KBRA also noted the neophyte nature of the asset class.

“Although there have been 16 single borrower SFR securitizations, there has been limited seasoning of the transactions and the sector lacks long-term credit performance data,” KBRA wrote. “Furthermore, no information is available for multi-borrower SFR transactions secured by multiple loans.”

According to KBRA’s report, FirstKey Lending 2015-SFR1 has a weighted average loan-to-value ratio of 63.1% based on the portfolio’s aggregate broker price opinion value, which is lower than the LTVs for the 17 previous single borrower SFR securitizations, which ranged from 65.0% to 78.9%, with an average of 72.7%.

In addition, FirstKey Lending 2015-SFR1’s LTV is lower than the appraisal LTVs for the last 37 KBRA-rated CMBS conduit and 18 RMBS transactions, KBRA added.

“The weighted average appraisal LTVs in those transactions averaged 65.8% and 68.4%, respectively, and ranged from 61.2% to 69.2%, and 55.9% to 73.7%, respectively,” KBRA said. “Lower leverage generally implies greater borrower equity, lower likelihood of default, and lower overall loss severity following an event of default.”

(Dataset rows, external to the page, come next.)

PR #1062, opened 2021-07-21
Implement constrain.Distance

### LINKED ISSUE #870: Port constrain.distance to the v3 API
## Description

Port constrain.distance to the v3 API and add tests.

### LINKED ISSUE #1039: Apply pre-commit to constrain.py
## Description

We merged the rigid bodies PR, but `constrain.py` is still ignored by pre-commit. Remove `constrain.py` from the ignores in `setup.cfg` and `pre-commit-config.yaml` and solve the resulting errors in pre-commit.

## Motivation and context

We need to apply the pre-commit style formatters and guidelines to `constrain.py`. `constrain.distance` is not ported yet, but we could add a few `#noqa` comments where needed.

joaander:
## Description

Port `md.constrain.distance` to the v3 API.

## Motivation and context

Add support for a feature present in v2.

resolves #870, resolves #1039

## How has this been tested?

This pull request adds a unit test. A trajectory frame generated by the simulation in the unit test looks like this:
polymers

## Change log

```
- ``md.constrain.Distance`` - fix distances between pairs of particles.
```

## Checklist:


hoomd/md/constrain.py
```diff
@@ -44,73 +44,55 @@ def _attach(self):
         super()._attach()
 
 
-class distance(Constraint):
-    R"""Constrain pairwise particle distances.
+class Distance(Constraint):
+    """Constrain pairwise particle distances.
```
tommy-waltmann, line 48: I think an example of how this is done would be good to add since using this operation involves setting some things in the snapshot in addition to using this class. That could be done either in this docstring or in a tutorial, but I think this operation will be confusing to figure out how to use without an example.

hoomd/md/constrain.py
```diff
@@ -44,73 +44,55 @@ def _attach(self):
...
 
-    :py:class:`distance` specifies that forces will be applied to all particles
-    pairs for which constraints have been defined.
+    Args:
+        tolerance (float): Relative tolerance for constraint violation warnings.
 
-    The constraint algorithm implemented is described in:
+    `Distance` applies constraint forces between particles to satisfy
+    user-specified distance constraints. The algorithm implemented is described
```
tommy-waltmann, line 54: Do the distance constraints fix a distance between particles, or do they prevent the distance between particles from exceeding a maximum value? This could be clarified somewhere in this docstring to make this class's purpose clearer.

tommy-waltmann (changes requested):
Just a couple of comments that I think could improve documentation

hoomd/md/constrain.py
joaander: Explaining this is far too much to put in a docstring. The docstring states all of the needed information on where the constraint data is specified and how to apply the constraint forces. The point you bring up is general to bonds, angles, and dihedrals as well and would be good to explain in a tutorial: https://github.com/glotzerlab/hoomd-examples/issues/38

hoomd/md/constrain.py
joaander: This implements a set of equality constraints using Lagrange multipliers. I have reworded the documentation to clarify.

Constraints based on inequalities are much more complex to solve. Many MD engines provide fixed distance constraints as some force fields specify this instead of using harmonic bonds.

tommy-waltmann (approved):

b-butler (approved):
LGTM!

FirstKey is a subsidiary of FirstKey Holdings, which is indirectly majority-owned by funds managed by Cerberus Capital Management.

KBRA cites FirstKey’s corporate structure as a strength.

“Cerberus has significant experience investing in residential mortgage-backed securities and related investments. Furthermore, since inception, FirstKey has originated approximately $599 million of single-family rental loans to approximately 99 borrowers,” KBRA noted.

“It operates with a team of over 40 employees in four offices across two states, and the senior management team has an average of approximately 15 years of relevant experience,” KBRA added. “KBRA met with FirstKey’s management team on several occasions, and believes it has adequate experience and staffing to originate loans within the guidelines of its policies and procedures in this new and rapidly evolving sector.”